Oxidative stress, resulting from an imbalance between oxidative and reductive processes, plays a pivotal role in aging and age-related diseases¹. The gut, a complex ecosystem, is particularly vulnerable to oxidative stress with age. Elevated levels of reactive oxygen species (ROS) and diminished antioxidant defenses compromise gut barrier integrity, alter the microbiota, and impair immune function², which contributes to gut dysfunction and diseases. Cysteine, an amino acid with a highly reactive thiol group, is particularly sensitive to oxidative stress. As ROS accumulate with age, cysteine modifications undergo reprogramming. However, the patterns of these modifications over time, their functional implications, and the key regulatory factors of oxidative stress and cysteine modifications remain poorly understood.

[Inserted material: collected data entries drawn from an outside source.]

PR #842, opened 2022-01-13
use runtime argument in digital twin demo

housengw:
- [x] use `--rti` instead of `--host`, `--port`, `--user` in run time arguments


example/Python/src/DigitalTwin/KeyFob/README.md
```diff
@@ -67,9 +67,9 @@ user@twin-vm ~ $ docker container attach CONTAINER_ID
 
 ### Running the local key fob
 
-Open another terminal in the directory where the `docker-compose.yml` is located. Run:
+Open another terminal in the directory where the `docker-compose.yml` is located. You might have to export `$RTI_IP` again. Run:
```
Soroosh129, line 70: I think this new sentence can be confusing because it's not clear what "again" here is referring to. I can see that `setup.sh` is supposed to export `RTI_IP`, so I'm assuming this sentence is a reference to that. But I think the script is just setting a local `RTI_IP` variable, not an environment variable.

It would also be helpful here I think if `-i` and `--host` are explained here as well.

Soroosh129 (changes requested):
Looks good to me!

I left a suggestion on the [accompanying](https://github.com/lf-lang/reactor-c/pull/30) PR on reactor-c that could result in minor changes.

example/Python/src/DigitalTwin/KeyFob/README.md
housengw: the user might have to export `RTI_IP` again because they opened a new terminal.

Soroosh129: Right, but exporting the `RTI_IP` environment variable is not mentioned earlier at all. This is the first time that it is mentioned as far as I can see, or am I missing a step?

housengw: oh wait, `RTI_IP` is exported in `setup.sh`. I'll specify that.

housengw: I added a script that the user can just run to both re-export `RTI_IP` and start the local copy

Issue #838, opened 2022-01-11
Port Xtend classes to Java


lhstrh:
We are well underway in our effort to port Xtend classes to Java. The following classes still need to be ported before we can cut our dependence on Xtend:

## `org.lflang.diagram` package (@housengw) 
- [x]  `org.lflang.diagram/src/org/lflang/diagram/synthesis/postprocessor/ReactionPortAdjustment.xtend`
- [x]  `org.lflang.diagram/src/org/lflang/diagram/synthesis/util/CycleVisualization.xtend`
- [x]  `org.lflang.diagram/src/org/lflang/diagram/synthesis/util/ReactorIcons.xtend`
- [x]  `org.lflang.diagram/src/org/lflang/diagram/synthesis/util/NamedInstanceUtil.xtend`
- [x]  `org.lflang.diagram/src/org/lflang/diagram/synthesis/util/UtilityExtensions.xtend`
- [x]  `org.lflang.diagram/src/org/lflang/diagram/synthesis/util/InterfaceDependenciesVisualization.xtend`
- [x]  `org.lflang.diagram/src/org/lflang/diagram/synthesis/util/SynthesisErrorReporter.xtend`
- [x]  `org.lflang.diagram/src/org/lflang/diagram/synthesis/SynthesisRegistration.xtend`
- [x]  `org.lflang.diagram/src/org/lflang/diagram/synthesis/LinguaFrancaSynthesis.xtend`
- [x]  `org.lflang.diagram/src/org/lflang/diagram/synthesis/styles/LinguaFrancaShapeExtensions.xtend`
- [x]  `org.lflang.diagram/src/org/lflang/diagram/synthesis/styles/LinguaFrancaStyleExtensions.xtend`
- [x]  `org.lflang.diagram/src/org/lflang/diagram/synthesis/AbstractSynthesisExtensions.xtend`
- [x]  `org.lflang.diagram/src/org/lflang/diagram/synthesis/action/MemorizingExpandCollapseAction.xtend`
- [x]  `org.lflang.diagram/src/org/lflang/diagram/synthesis/action/AbstractAction.xtend`
- [x]  `org.lflang.diagram/src/org/lflang/diagram/synthesis/action/FilterCycleAction.xtend`
- [x]  `org.lflang.diagram/src/org/lflang/diagram/synthesis/action/ShowCycleAction.xtend`
[...]

PR #844, opened 2022-01-14
Ported `org.lflang.tests` from Xtend to Java

lhstrh:
See https://github.com/lf-lang/lingua-franca/issues/838.


petervdonovan (approved):
I see nothing amiss here. (The change in `Progress.java` breaks the VS Code extension, of course, but it is necessary, and it will be addressed separately (#846).)

org.lflang.tests/src/org/lflang/tests/compiler/LinguaFrancaASTUtilsTest.java
```diff
@@ -0,0 +1,299 @@
...
+         */
+        
+        model.eAllContents().forEachRemaining((obj) -> {
+            if (obj instanceof Parameter) {
+                Parameter parameter = (Parameter)obj;
+                if (parameter.getName() == "x") {
+                    var values = ASTUtils.initialValue(parameter, null);
+                    Assertions.assertEquals(values.get(0).getLiteral(), "1");
+                    
+                    values = ASTUtils.initialValue(parameter, list_a1);
```
oowekyala, line 263:
```suggestion
                    values = ASTUtils.initialValue(parameter, List.of(a1));
```
I would suggest removing all those list variables and replacing them with `List.of` like this. Alternatively you could also use `List.of` in the definition of those variables, which would save lines compared to LinkedList. I don't think using variables here nets any readability though

oowekyala (commented):
Given the absence of text blocks these tests are surprinsingley readable! Cheers

org.lflang.tests/src/org/lflang/tests/compiler/LinguaFrancaASTUtilsTest.java
lhstrh: Thanks for the suggestion. Will do!

org.lflang.tests/src/org/lflang/tests/compiler/LinguaFrancaASTUtilsTest.java
```diff
@@ -0,0 +1,295 @@
...
+                    a2 = inst;
+                } else if (inst.getName().equals("b1")) {
+                    b1 = inst;
+                } else if (inst.getName().equals("b2")) {
+                    b2 = inst;
+                }
+            }
+        }
+        
+        return Map.of("a1", a1, "a2", a2, "b1", b1, "b2", b2);
```
oowekyala, line 180:
```suggestion
       return asStream(model.eAllContents())
                .filter(obj -> obj instanceof Instantiation)
                .map(obj -> (Instantiation) obj)
                .collect(Collectors.toMap(Instantiation::getName, it -> it));
```

PR #848, opened 2022-01-14
Compile button now creates a separate resource for each compilation.

### LINKED ISSUE #746: Epoch compile button does not recreate the AST
It turns out that with the new Epoch button to compile the program, the button does not cause a new AST to get created.  So code gets generated on the basis of the previous AST that was present, including any AST transformations that were previously applied.

This is a serious problem for federated execution, but could be a problem for non-federated programs using `after`. One way to see the effect is to compile a program that has an `after` in it. Then close the diagram view and re-open the diagram view using the `Window->Show View` menu. You will see the transformed program instead of the original one.

For federated programs, this results in code being generated that has no communication between federates.

Not sure how to solve this problem...

a-sr:
This fixes #746 as the modifications to ecore model by the code generator no longer leak into the editor's model, the diagram, or future compilation.


edwardalee (approved):
Looks good to me. Thanks!

PR #850, opened 2022-01-15
Make the TypeScript target work on Windows

petervdonovan:
This ensures that TypeScript integration tests pass on Windows.


org.lflang/src/org/lflang/util/LFCommand.java
```diff
@@ -318,23 +316,52 @@ public static LFCommand get(final String cmd, final List<String> args, Path dir)
...
+                .map(String::strip).map(File::new).filter(File::canExecute).collect(Collectors.toList());
         } catch (InterruptedException | IOException e) {
             e.printStackTrace();
-            return false;
+            return null;
+        }
+    }
+
+    /**
+     * Attempt to start the execution of this command.
```
lhstrh, line 339:
```suggestion
     * Attempt to start the execution of this command.
     * 
     * First collect a list of paths where the executable might be found,
     * then select an executable that successfully executes from the 
     * list of paths. Return the {@code Process} instance that is the 
     * result of a successful execution, or {@code null} if no successful
     * execution happened.
```

lhstrh (approved):
These changes look great! I only provided a suggestion for a more elaborate comment.

PR #854, opened 2022-01-16
Epoch: Repair regex.

petervdonovan:
This corrects a mistake that I inserted into the C generator three months ago (in [this](https://github.com/lf-lang/lingua-franca/commit/7b563035c38db648a8e09bf6851196511c4ba9be) commit).


cmnrd (approved):
Looks good! Do you think it would be possible to unit test the error parsing somehow?

petervdonovan:
Yes, it is possible. In the `vscode-validate-generated-code` branch, this functionality is tested as part of integration tests for all targets except C. When I next touch this aspect of the C target, I will make sure that we have something to guard against regressions.

To be expedient I think maybe it's okay to merge this first, since Epoch is broken right now.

 To clarify these aspects, Xiao, Dai et al. developed a high-throughput pipeline that requires only 60 μg of protein per sample to efficiently quantify five cysteine redox states in Macaca fascicularis gut tissues. They found that these cysteine modifications exhibited distinct regional differences, with the descending colon found to be more susceptible to oxidative stress than the ascending colon. Through correlation analysis with transcriptomics, proteomics, and metabolomics, Xiao, Dai et al. identified several key cysteine sites involved in cellular regulation. Moreover, cellular experiments proved that modifications at these sites regulate ROS production, suggesting that cysteine oxidation not only reflects the level of oxidative stress but also imparts new functional roles to the proteins involved.

 Oxidative stress is tightly regulated by various mechanisms. Endogenous metabolites such as glutathione and vitamins play a crucial role in mitigating oxidative stress, suggesting that metabolic homeostasis may be key to regulating oxidative stress. However, our understanding of the metabolites involved in antioxidant defense remains limited. To explore this, Xiao, Dai et al. hypothesized that antioxidant metabolites would show a negative correlation with cysteine oxidation modifications, while pro-oxidant metabolites would show a positive correlation. They calculated the correlations between age-related metabolites and cysteine oxidation modifications and found that many metabolites, such as allantoin, N-acetyl alanine, and fumarate, were negatively correlated with oxidation levels, while metabolites like glycocholic acid and thiamine were positively associated. Cellular and animal experiments further demonstrated the effects of these metabolites on ROS levels, consistent with the analysis results.

 Calorie restriction is believed to extend lifespan. Xiao, Dai et al. found that calorie restriction significantly reversed the levels of a lot of cysteine oxidation modifications, suggesting that calorie restriction plays an important role in combating oxidative stress. Further research revealed that calorie restriction reversed the levels of numerous antioxidant metabolites, including lipids, vitamins, and the newly discovered antioxidant metabolites such as allantoin, N-acetyl alanine, and fumarate. However, calorie restriction did not show a consistent effect on proteins associated with gut aging³. These findings suggest that calorie restriction may delay aging through the regulation of metabolic reprogramming.

 In conclusion, Xiao, Dai et al. developed a cost-effective, high-throughput pipeline for analyzing cysteine oxidative modifications, emphasizing the role of metabolic regulation in oxidative stress.

Figure 1. Schematic of metabolic regulation of oxidative stress in the aging gut of non-human primates.

References

1. Finkel T, H. N. Oxidants, oxidative stress and the biology of ageing. Nature 408, 239-247 (2000).

2. Si, J. et al. The Aged Intestine: Performance and Rejuvenation. Aging Dis 12, 1693-1712 (2021).

3. Wang, X. et al. Age-, sex- and proximal-distal-resolved multi-omics identifies regulators of intestinal aging in non-human primates. Nat Aging 4, 414-433 (2024).